Tout le personnage de Bankole est là pour des raisons d’intrigue et de structure. Il est par ailleurs plat, peu convaincant et inutile. Elle essaie de lui apporter un peu de mystère, une certaine tension – est-il bon ? est-il méchant ? – mais c’est du bout des lèvres et nous savons dès que nous le rencontrons quel est son but dans l’histoire.

Un dernier défaut à mentionner : la voix de notre protagoniste. Au début, elle est naturellement à bout de souffle, sérieuse et remplie de points d’exclamation (c’est, après tout, une fille de 14 ans qui nous parle). Mais ce ton et ce style se répandent dans de longues sections d’exposition qui renforcent la philosophie (même à mesure qu’elle vieillit et se concentre davantage sur sa mission de conversion et de salut).

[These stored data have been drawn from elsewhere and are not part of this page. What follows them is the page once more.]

PR #1450, opened 2019-12-22
[FIX] type printing for references

h-2:
It was broken for const-ness and references which both weren't tested...

### DIFF
--- a/include/seqan3/core/detail/type_inspection.hpp
+++ b/include/seqan3/core/detail/type_inspection.hpp
@@ -43,7 +43,7 @@ namespace seqan3::detail
 template <typename type>
 inline std::string const type_name_as_string = [] ()
 {
-    std::string demangled_name;
+    std::string demangled_name{};
 #if defined(__GNUC__) || defined(__clang__) // clang and gcc only return a mangled name.
     using safe_ptr_t = std::unique_ptr<char, std::function<void(char *)>>;
 
--- a/include/seqan3/core/detail/type_inspection.hpp
+++ b/include/seqan3/core/detail/type_inspection.hpp
@@ -32,7 +32,7 @@ namespace seqan3::detail
  *
  * \tparam type The type to get the human-readable name for.
  *
- * \detail
+ * \details
  *
  * On gcc and clang std::type_info only returns a mangled name.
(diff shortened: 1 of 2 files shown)


include/seqan3/core/detail/type_inspection.hpp
```diff
@@ -41,18 +41,28 @@ namespace seqan3::detail
  * \note The returned name is implementation defined and might change between different tool chains.
  */
 template <typename type>
-inline static const std::string type_name_as_string = [] ()
+inline std::string const type_name_as_string = [] ()
 {
+    std::string ret;
```
rrahn:
```suggestion
    std::string demangled_name{};
```

rrahn:
[L33](https://github.com/seqan/seqan3/pull/1450/files#diff-89986d8c742bee39cd1e3524ecbf3cd5L33) uses the wrong doxygen command. This should be `\details` I am wondering why this wasn't detected before 🤔

include/seqan3/core/detail/type_inspection.hpp
h-2: I used `ret` throughout the library for the return value of lambda expressions, especially in the context of immediately evaluated lambdas used in the initialisation of variables.
But I can change it here, it's not important.

h-2:
> L35 uses the wrong doxygen command. This should be \details I am wondering why this wasn't detected before thinking

Fixed it while I was there.

include/seqan3/core/detail/type_inspection.hpp
```diff
@@ -41,18 +41,28 @@ namespace seqan3::detail
  * \note The returned name is implementation defined and might change between different tool chains.
  */
 template <typename type>
-inline static const std::string type_name_as_string = [] ()
+inline std::string const type_name_as_string = [] ()
 {
+    std::string demangled_name;
```
rrahn:
```suggestion
    std::string demangled_name{};
```

h-2: Our styleguide says:

> initialise all variables upon declaration, unless you really know what you are doing

I know what I am doing :laughing:

h-2:
Please squash this then.

PR #1451, opened 2019-12-22
[FIX] remove explicit noexcept from rule-of-5

h-2:
noexceptness depends on the value_type, because a value of the value_type is held as member. This also means that only value_types are supported that are default-constructible, maybe it would be better to wrap the member into a semiregular-optional-thingy.

I have made a card for this.

### DIFF
--- a/include/seqan3/range/views/async_input_buffer.hpp
+++ b/include/seqan3/range/views/async_input_buffer.hpp
@@ -203,16 +203,17 @@ public:
     //!\}
 
     /*!\name Construction, destruction and assignment
+     * \brief Not explicitly `noexcept` because this depends on construction/copy/... of value_type.
      * \{
      */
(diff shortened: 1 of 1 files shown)


marehr:
@sarahet Do you have time for this?

include/seqan3/range/views/async_input_buffer.hpp
```diff
@@ -203,16 +203,17 @@ class async_input_buffer_view<urng_t>::async_input_buffer_iterator
     //!\}
 
     /*!\name Construction, destruction and assignment
+     * \brief Not explicitly `noexcept` because this depends on construction/copy/... of value_type.
```
rrahn: Not sure, that comment helps. But it won't hurt either way I guess.

PR #1453, opened 2019-12-26
FastQ performance

h-2:
Based on an external application that converts FastQ to FastA I have benchmarked and optimised the affected code. Depending on System this yields a 2x speed-up but the application is still about 2x slower than SeqAn2.

I have spent a significant time trying to debug this with perf and Intel vtunes. My current understanding is that SeqAn2 is faster, because it doesn't use std::iostreams directly. Apparently it has its own layer in between that has larger streambuffers or it even does it's own low-level I/O, I am not sure. In any case what they are doing is faster and I don't think we can get there performance-wise with standard I/O streams.

Switching to the non-view implementation of reading FastQ brings some performance but is a lot more complicated, this is a real trade-off.
The team should discuss this and come up with a long-term strategy that answers the following questions:
  * How much slowdown over SeqAn2 is acceptable?
  * How much code overhead is acceptable to get better performance?
  * Should optimisations happen primarily on code that uses I/O (i.e. now views in the format) or should one try to get better low-level utilities that might allow using views on a higher level (i.e. larger streambuffers, OS-specific paging, MMAP-backed streams)?


h-2:
Oh, and I really suggest that *any new code needs extensive benchmarks*. 

Some things that might be helpful, maybe someone should write a wiki article:

  *  There seems to be huge difference in SeqAn3 between `-O3 -DNDEBUG` and `-O2 -g`. In my tests the difference in SeqAn2 was < 10% and in SeqAn3 is sometimes 100%. This makes profiling hard.
  * I see big differences between hardware, even without `-march=native`, e.g. the changes to chunking behaviour in FastA-output make almost no difference on my modern AMD machine, but reduce total program runtime by 25% on Redwood.

h-2:
I have removed the LIKELY /UNLIKELY macros again, because they decreased performance in all benchmarks on my system. Even when just putting SEQAN3_UNLIKELY around a condition *never* evaluates to true in the whole program runtime (i.e. those conditions that result in throwing exceptions in FastQ).
I don't know why, but it shows once again that it is always important to measure.

include/seqan3/io/record.hpp
```diff
@@ -246,16 +246,33 @@ struct record : detail::transfer_template_args_onto_t<field_types, std::tuple>
...
+    void clear() noexcept
     {
         clear_impl(*this, std::make_integer_sequence<size_t, field_types::size()>{});
     }
 private:
-    //!\brief Auxiliary function for clear().
+    //!\brief Auxiliary functions for clear().
     template <size_t ...Is>
-    constexpr void clear_impl(base_type & tup, std::integer_sequence<size_t, Is...> const &)
+    static constexpr void clear_impl(base_type & tup, std::integer_sequence<size_t, Is...> const &) noexcept
```
smehringer: is this really always noexcept? Since there might be aome type that has no clear but does memory allocation when being default constructed

include/seqan3/io/sequence_file/format_fasta.hpp
```diff
@@ -339,23 +343,55 @@ class format_fasta
               typename seq_type>
     void write_seq(stream_it_t & stream_it,
                    sequence_file_output_options const & options,
-                   seq_type && seq)
+                   seq_type & seq)
```
smehringer: why don't we take a temporary here anymore?

h-2:
> If you are fine with it I could cherry pick your first two commits, s.t. they can be merged already, or you do a separate PR?

Sure, go ahead!

include/seqan3/io/record.hpp
h-2: Good point. It's unlikely, but not impossible. noexcept should be conditional.

include/seqan3/io/sequence_file/format_fasta.hpp
h-2: Hm, it's debatable what the correct thing here is. My motivation in changing it was that these functions are not being forwarded to, so they never receive temporaries. But the general policy was that we always use `type &&` for out-parameters with type deduction so we might as well keep it.

h-2:
I removed the code that was already merged (or discussed and discarded). The current state builds again against master, but I think @marehr was also working on this so this is currently just a draft open to discussion.

SGSSGene:
@smehringer  will overtake this PR and check if this is still an performance improvement.

eseiler:
I noticed some improvement:

```
Benchmark                             Before[M/s]  After[M/s]
-------------------------------------------------------------
fastq_read_from_stream_seqan3/100     415.09       456.501
fastq_read_from_stream_seqan3/1000    409.358      473.763
fastq_read_from_stream_seqan3/10000   410.244      464.949
fastq_read_from_disk_seqan3/100       191.171      203.07
fastq_read_from_disk_seqan3/1000      263.259      316.307
fastq_read_from_disk_seqan3/10000     282.857      334.441
```

I did compile with `-O3 -march=native -DNDEBUG`

smehringer:
hm.. you think we should merge it? I have no strong feelings. I just had a 3% speedup but its more than nothing of course.

eseiler:
Depending on the use case, it's almost 20%, no?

La voix de Lauren, surtout lorsqu’elle prêche directement ou indirectement, a miné ma capacité à prendre au sérieux la philosophie au centre de ce roman. Étais-je censé le faire ? Je pense que je l’étais. Mais tout ce que je pouvais entendre était
cette piste
de Pink Floyd La face cachée de la lune jouer dans ma tête après chaque couplet de Earthseed.

Celui-ci plane dans un haut 3 presque 4 pour moi, donc je vais le laisser à 4 pour l’instant. C’est 4 pour ce qu’il a bien fait apparemment sans essayer, ce qui surmonte les faiblesses de ce qu’il a essayé de bien faire.